» **WORK TO COMPLETE**: Return the full listing exactly as it is written.
================
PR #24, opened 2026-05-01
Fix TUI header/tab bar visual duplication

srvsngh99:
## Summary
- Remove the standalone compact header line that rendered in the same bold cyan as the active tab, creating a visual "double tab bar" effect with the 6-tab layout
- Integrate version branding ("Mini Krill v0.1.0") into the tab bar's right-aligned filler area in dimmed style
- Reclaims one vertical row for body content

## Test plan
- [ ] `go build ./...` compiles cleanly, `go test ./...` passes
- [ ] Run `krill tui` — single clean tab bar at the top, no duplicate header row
================
» **RESPONSE TO THIS TASK**:
PR #24, opened 2026-05-01
Fix TUI header/tab bar visual duplication

srvsngh99:
## Summary
- Remove the standalone compact header line that rendered in the same bold cyan as the active tab, creating a visual "double tab bar" effect with the 6-tab layout
- Integrate version branding ("Mini Krill v0.1.0") into the tab bar's right-aligned filler area in dimmed style
- Reclaims one vertical row for body content

## Test plan
- [ ] `go build ./...` compiles cleanly, `go test ./...` passes
- [ ] Run `krill tui` — single clean tab bar at the top, no duplicate header row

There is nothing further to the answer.